[TASK INSTRUCTIONS]: Would you please write out the records below exactly as they appear?

[SUPPLIED MATERIAL]:
PR #2264, opened 2026-07-30
Improvements to Copy-ADTContentToCache

DanGough:
# Pull Request

## Description

- Currently Copy-ADTContentToCache copies to a cache location that defaults to C:\ProgramData\SoftwareCache.
- A user could pre-create this cache folder, or the package-specific subfolder, which would give them write access.
- Package-specific folders are not erased before copying, allowing for malicious content to be placed here before copying takes place.
- A non-admin user could therefore poison the cache used by system context installs or other users.
- Running Copy-ADTContentToCache in user context can create a cached folder that is not writable by other users, leading to a failure when another user tries to copy content to the same location.

To resolve:

- A new config element has been provided to set a separate cache location for use when the caller does not have admin rights (mirroring the setup we have currently for log folders etc).
- Destination is erased prior to copying (this is potentially risky if a user does something stupid like override the LiteralPath with C:\Program Files... but I'm not sure how to otherwise improve on this other than having a list of disallowed locations?).
- To prevent the case where the all-user cache was pre-created by a user, we set the owner to the Administrators group and reset ACLs (achieved by adding an `-Owner` parameter to `Set-ADTItemPermission` - I did at first consider a new `Set-ADTItemOwner` function but decided to roll it into the existing one instead)

In addition, this reworks the `-Exclude` parameter to use `-Content`, so that we are free to add Include/Exclude parameters in future that use actual filters like `Copy-Item`, a feature that was recently requested in https://github.com/PSAppDeployToolkit/PSAppDeployToolkit/issues/2265.

## Type of change

## Checklist

## How Has This Been Tested?

- Verified that non-admins end up writing to a cache under their own user profile instead of the shared one.
- Verified that existing content gets erased before copying.
- Verified that if a non-admin user pre-creates the admin cache location under ProgramData, running the command afterwards as admin hardens the cache location and the user can no longer write there.


src/PSADT/PSADT/FileSystem/FileSystemUtilities.cs
```diff
@@ -91,6 +92,49 @@ public static void SetAccessControl(DirectoryInfo directoryInfo, DirectorySecuri
...
+        /// <remarks>The <see cref="SE_PRIVILEGE.SeTakeOwnershipPrivilege"/> is required to reassign
+        /// ownership when the caller does not already own the item (for example, when a folder was pre-created by
+        /// another account). This privilege is held by the SYSTEM account and members of the local Administrators
+        /// group.</remarks>
+        /// <param name="info">The file or directory whose owner is to be set.</param>
+        /// <param name="identity">The identity to set as the owner of the item.</param>
+        /// <exception cref="ArgumentNullException">Thrown when <paramref name="info"/> or <paramref name="identity"/> is <see langword="null"/>.</exception>
+        /// <exception cref="UnauthorizedAccessException">Thrown when the current process does not hold the required <see cref="SE_PRIVILEGE.SeTakeOwnershipPrivilege"/>.</exception>
+        /// <exception cref="ArgumentException">Thrown when <paramref name="info"/> is not a supported file system object.</exception>
+        public static void SetOwner(FileSystemInfo info, IdentityReference identity)
```
mjr4077au: I'd probably prefer separate `DirectoryInfo` and `FileInfo` overloads like everything else in `FileSystemUtilities`. What's here works, its just not consistent with everything else.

[RESULT]:
PR #2264, opened 2026-07-30
Improvements to Copy-ADTContentToCache

DanGough:
# Pull Request

## Description

- Currently Copy-ADTContentToCache copies to a cache location that defaults to C:\ProgramData\SoftwareCache.
- A user could pre-create this cache folder, or the package-specific subfolder, which would give them write access.
- Package-specific folders are not erased before copying, allowing for malicious content to be placed here before copying takes place.
- A non-admin user could therefore poison the cache used by system context installs or other users.
- Running Copy-ADTContentToCache in user context can create a cached folder that is not writable by other users, leading to a failure when another user tries to copy content to the same location.

To resolve:

- A new config element has been provided to set a separate cache location for use when the caller does not have admin rights (mirroring the setup we have currently for log folders etc).
- Destination is erased prior to copying (this is potentially risky if a user does something stupid like override the LiteralPath with C:\Program Files... but I'm not sure how to otherwise improve on this other than having a list of disallowed locations?).
- To prevent the case where the all-user cache was pre-created by a user, we set the owner to the Administrators group and reset ACLs (achieved by adding an `-Owner` parameter to `Set-ADTItemPermission` - I did at first consider a new `Set-ADTItemOwner` function but decided to roll it into the existing one instead)

In addition, this reworks the `-Exclude` parameter to use `-Content`, so that we are free to add Include/Exclude parameters in future that use actual filters like `Copy-Item`, a feature that was recently requested in https://github.com/PSAppDeployToolkit/PSAppDeployToolkit/issues/2265.

## Type of change

## Checklist

## How Has This Been Tested?

- Verified that non-admins end up writing to a cache under their own user profile instead of the shared one.
- Verified that existing content gets erased before copying.
- Verified that if a non-admin user pre-creates the admin cache location under ProgramData, running the command afterwards as admin hardens the cache location and the user can no longer write there.


src/PSADT/PSADT/FileSystem/FileSystemUtilities.cs
```diff
@@ -91,6 +92,49 @@ public static void SetAccessControl(DirectoryInfo directoryInfo, DirectorySecuri
...
+        /// <remarks>The <see cref="SE_PRIVILEGE.SeTakeOwnershipPrivilege"/> is required to reassign
+        /// ownership when the caller does not already own the item (for example, when a folder was pre-created by
+        /// another account). This privilege is held by the SYSTEM account and members of the local Administrators
+        /// group.</remarks>
+        /// <param name="info">The file or directory whose owner is to be set.</param>
+        /// <param name="identity">The identity to set as the owner of the item.</param>
+        /// <exception cref="ArgumentNullException">Thrown when <paramref name="info"/> or <paramref name="identity"/> is <see langword="null"/>.</exception>
+        /// <exception cref="UnauthorizedAccessException">Thrown when the current process does not hold the required <see cref="SE_PRIVILEGE.SeTakeOwnershipPrivilege"/>.</exception>
+        /// <exception cref="ArgumentException">Thrown when <paramref name="info"/> is not a supported file system object.</exception>
+        public static void SetOwner(FileSystemInfo info, IdentityReference identity)
```
mjr4077au: I'd probably prefer separate `DirectoryInfo` and `FileInfo` overloads like everything else in `FileSystemUtilities`. What's here works, its just not consistent with everything else.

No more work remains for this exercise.